▶ [PROBLEM]: Give the entries again, exactly as written.

>>>

PR #20250, opened 2025-04-30
fix: add cx-read-more component (for product reviews)

uroslates:
Closes https://jira.tools.sap/browse/CXSPA-9967


projects/storefrontlib/shared/components/read-more/read-more.component.ts
```diff
@@ -0,0 +1,41 @@
...
+  changeDetection: ChangeDetectionStrategy.OnPush,
+  standalone: true,
+  imports: [CommonModule, I18nModule],
+})
+export class ReadMoreComponent implements OnChanges {
+  @Input() readMoreTranslation?: string = 'common.readMore';
+  @Input() readLessTranslation?: string = 'common.readLess';
+  @Input() maxLength = 360;
+
+  @Input() text: string = '';
```
Zeyber, line 37: To make this component more useful in other cases, should we include a translation key as an option for this?

projects/storefrontlib/shared/components/read-more/read-more.component.ts
```diff
@@ -0,0 +1,41 @@
...
+  ChangeDetectionStrategy,
+  Component,
+  Input,
+  OnChanges,
+  SimpleChanges,
+} from '@angular/core';
+import { I18nModule } from '@spartacus/core';
+
+/**
+ * Renders cx-read-more.
```
Zeyber: This is a nice approach to the read more case. Simple enough to understand quickly and works well. Could we expand on jsdocs for the class and properties?

projects/storefrontlib/cms-components/product/product-tabs/product-reviews/product-reviews.component.ts
```diff
@@ -43,12 +46,16 @@ export class ProductReviewsComponent {
   @ViewChild('writeReviewButton', { static: false })
   writeReviewButton: ElementRef;
 
+  @Input() inputCharactersForReviewTitle = 255;
```
Zeyber: We should keep this behaviour feature toggled as I would consider it a breaking change. If it falls back to `null`, then I think the `maxLength` property wouldn't be applied.

Zeyber: I think the property name could also be changed to something closer to the attribute it affects like `maxLengthReviewTitle`. Just an example, but I think it could be more clear.

projects/storefrontlib/cms-components/product/product-tabs/product-reviews/product-reviews.component.ts
```diff
@@ -127,12 +134,53 @@ export class ProductReviewsComponent {
     }
   }
 
+  get reviewTitleCharacterLeft(): number {
```
Zeyber: I'm not a huge fan of using getters this way as they retrigger on every component interaction (eg. clicking on the field triggers all, typing a character triggers all, etc). Its a big impact on performance at scale. It would be better if they could trigger only when the needed property changes.

Note: It could be an opportunity to look into the new angular signals.

image
image

projects/storefrontlib/cms-components/product/product-tabs/product-reviews/product-reviews.component.html
```diff
@@ -147,6 +166,16 @@ <h3>{{ 'productReview.overallRating' | cxTranslate }}</h3>
             *cxFeature="'!formErrorsDescriptiveMessages'"
             [control]="reviewForm.get('comment')"
           ></cx-form-errors>
+
+          <p
```
Zeyber, line 203: Could you please consult with UI designers on the styling details of this component? You can tag them on the onboarding chat with links to the PR (and maybe ticket for context).

Zeyber (changes requested):

projects/storefrontlib/shared/components/read-more/read-more.component.ts
uroslates: We alread have that - the labels are inputs (accepting translation keys) -  [here](https://github.com/SAP/spartacus/pull/20250/files/f1b78384c70716293ab3341bb287d4eacefeb4fe#diff-01919cde46266351fcd1fb69fe20e645f2402cb58cca75177dc6199e8a6baaffR28-R29)
```
@Input() readMoreTranslation?: string = 'common.readMore';
@Input() readLessTranslation?: string = 'common.readLess';
```

projects/storefrontlib/shared/components/read-more/read-more.component.ts
uroslates: Applied! 👍

projects/storefrontlib/cms-components/product/product-tabs/product-reviews/product-reviews.component.html
uroslates: If we're talking about the characters limiting feature & form errors - I don't think this is necessary since this kind of feature was already implemented on few other places, so the implementation here is fully matching the other usages & styles. 
But if needed I could do that. (or if its related to the read-more cmp)

projects/storefrontlib/cms-components/product/product-tabs/product-reviews/product-reviews.component.ts
uroslates: Addressed! 👍

projects/storefrontlib/cms-components/product/product-tabs/product-reviews/product-reviews.component.ts
uroslates: Applied 👍. Removed those and moved to template.

projects/storefrontlib/cms-components/product/product-tabs/product-reviews/product-reviews.component.ts
uroslates: Applied! 👍

projects/storefrontlib/shared/components/read-more/read-more.component.ts
Zeyber: Sorry, to be clear I mean `@Input() text: I18nKey | string = '';`. I suppose the other inputs should also have the `I18nKey` typing too right?

uroslates: Ah that. sorry the text is the actual text coming from the DB (so its should not be translatable - thats done in through the BE system).
As for the other 2 inputs NP I'll update it to have the name suffix I18nKey (to be more intuitive). As for they I18nKey type - i haven't found it and wouldn't like to introduce it now since its just a string. And introducing it now (and enforcing consistency) would require tons of changes on other places I guess. We could to that type of improvement globally as some other issue (if really required).

Zeyber: Thanks for clarification on `text`. That makes sense now.
Sorry, about the other inputs the class should be `Translatable` not `I18nKey.

projects/storefrontlib/cms-components/product/product-tabs/product-reviews/product-reviews.component.html
Zeyber: From the points discussed with UI, I think these are the ones they made that are in scope:
2. lets do a limit of 300 and then introduce "read more"
3. the placing of the action buttons is usually on the right side as well :slightly_smiling_face: (not sure which action button they are talking about here though).

projects/storefrontlib/shared/components/read-more/read-more.component.ts
uroslates: OK applied.

projects/storefrontlib/cms-components/product/product-tabs/product-reviews/product-reviews.component.html
uroslates: Points 2 and 3 are implemented. Additionally I've added translations UX suggested to the comment field ([commentPlaceholder](https://github.com/SAP/spartacus/pull/20250/files#diff-ef57707d2f11db7bd02093b4b7973d8f0afaaab963889f2a0855e7e636dcea5fR63)) .

Zeyber (approved):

<<<

▶ [RESPONSE]:
PR #20250, opened 2025-04-30
fix: add cx-read-more component (for product reviews)

uroslates:
Closes https://jira.tools.sap/browse/CXSPA-9967


projects/storefrontlib/shared/components/read-more/read-more.component.ts
```diff
@@ -0,0 +1,41 @@
...
+  changeDetection: ChangeDetectionStrategy.OnPush,
+  standalone: true,
+  imports: [CommonModule, I18nModule],
+})
+export class ReadMoreComponent implements OnChanges {
+  @Input() readMoreTranslation?: string = 'common.readMore';
+  @Input() readLessTranslation?: string = 'common.readLess';
+  @Input() maxLength = 360;
+
+  @Input() text: string = '';
```
Zeyber, line 37: To make this component more useful in other cases, should we include a translation key as an option for this?

projects/storefrontlib/shared/components/read-more/read-more.component.ts
```diff
@@ -0,0 +1,41 @@
...
+  ChangeDetectionStrategy,
+  Component,
+  Input,
+  OnChanges,
+  SimpleChanges,
+} from '@angular/core';
+import { I18nModule } from '@spartacus/core';
+
+/**
+ * Renders cx-read-more.
```
Zeyber: This is a nice approach to the read more case. Simple enough to understand quickly and works well. Could we expand on jsdocs for the class and properties?

projects/storefrontlib/cms-components/product/product-tabs/product-reviews/product-reviews.component.ts
```diff
@@ -43,12 +46,16 @@ export class ProductReviewsComponent {
   @ViewChild('writeReviewButton', { static: false })
   writeReviewButton: ElementRef;
 
+  @Input() inputCharactersForReviewTitle = 255;
```
Zeyber: We should keep this behaviour feature toggled as I would consider it a breaking change. If it falls back to `null`, then I think the `maxLength` property wouldn't be applied.

Zeyber: I think the property name could also be changed to something closer to the attribute it affects like `maxLengthReviewTitle`. Just an example, but I think it could be more clear.

projects/storefrontlib/cms-components/product/product-tabs/product-reviews/product-reviews.component.ts
```diff
@@ -127,12 +134,53 @@ export class ProductReviewsComponent {
     }
   }
 
+  get reviewTitleCharacterLeft(): number {
```
Zeyber: I'm not a huge fan of using getters this way as they retrigger on every component interaction (eg. clicking on the field triggers all, typing a character triggers all, etc). Its a big impact on performance at scale. It would be better if they could trigger only when the needed property changes.

Note: It could be an opportunity to look into the new angular signals.

image
image

projects/storefrontlib/cms-components/product/product-tabs/product-reviews/product-reviews.component.html
```diff
@@ -147,6 +166,16 @@ <h3>{{ 'productReview.overallRating' | cxTranslate }}</h3>
             *cxFeature="'!formErrorsDescriptiveMessages'"
             [control]="reviewForm.get('comment')"
           ></cx-form-errors>
+
+          <p
```
Zeyber, line 203: Could you please consult with UI designers on the styling details of this component? You can tag them on the onboarding chat with links to the PR (and maybe ticket for context).

Zeyber (changes requested):

projects/storefrontlib/shared/components/read-more/read-more.component.ts
uroslates: We alread have that - the labels are inputs (accepting translation keys) -  [here](https://github.com/SAP/spartacus/pull/20250/files/f1b78384c70716293ab3341bb287d4eacefeb4fe#diff-01919cde46266351fcd1fb69fe20e645f2402cb58cca75177dc6199e8a6baaffR28-R29)
```
@Input() readMoreTranslation?: string = 'common.readMore';
@Input() readLessTranslation?: string = 'common.readLess';
```

projects/storefrontlib/shared/components/read-more/read-more.component.ts
uroslates: Applied! 👍

projects/storefrontlib/cms-components/product/product-tabs/product-reviews/product-reviews.component.html
uroslates: If we're talking about the characters limiting feature & form errors - I don't think this is necessary since this kind of feature was already implemented on few other places, so the implementation here is fully matching the other usages & styles. 
But if needed I could do that. (or if its related to the read-more cmp)

projects/storefrontlib/cms-components/product/product-tabs/product-reviews/product-reviews.component.ts
uroslates: Addressed! 👍

projects/storefrontlib/cms-components/product/product-tabs/product-reviews/product-reviews.component.ts
uroslates: Applied 👍. Removed those and moved to template.

projects/storefrontlib/cms-components/product/product-tabs/product-reviews/product-reviews.component.ts
uroslates: Applied! 👍

projects/storefrontlib/shared/components/read-more/read-more.component.ts
Zeyber: Sorry, to be clear I mean `@Input() text: I18nKey | string = '';`. I suppose the other inputs should also have the `I18nKey` typing too right?

uroslates: Ah that. sorry the text is the actual text coming from the DB (so its should not be translatable - thats done in through the BE system).
As for the other 2 inputs NP I'll update it to have the name suffix I18nKey (to be more intuitive). As for they I18nKey type - i haven't found it and wouldn't like to introduce it now since its just a string. And introducing it now (and enforcing consistency) would require tons of changes on other places I guess. We could to that type of improvement globally as some other issue (if really required).

Zeyber: Thanks for clarification on `text`. That makes sense now.
Sorry, about the other inputs the class should be `Translatable` not `I18nKey.

projects/storefrontlib/cms-components/product/product-tabs/product-reviews/product-reviews.component.html
Zeyber: From the points discussed with UI, I think these are the ones they made that are in scope:
2. lets do a limit of 300 and then introduce "read more"
3. the placing of the action buttons is usually on the right side as well :slightly_smiling_face: (not sure which action button they are talking about here though).

projects/storefrontlib/shared/components/read-more/read-more.component.ts
uroslates: OK applied.

projects/storefrontlib/cms-components/product/product-tabs/product-reviews/product-reviews.component.html
uroslates: Points 2 and 3 are implemented. Additionally I've added translations UX suggested to the comment field ([commentPlaceholder](https://github.com/SAP/spartacus/pull/20250/files#diff-ef57707d2f11db7bd02093b4b7973d8f0afaaab963889f2a0855e7e636dcea5fR63)) .

Zeyber (approved):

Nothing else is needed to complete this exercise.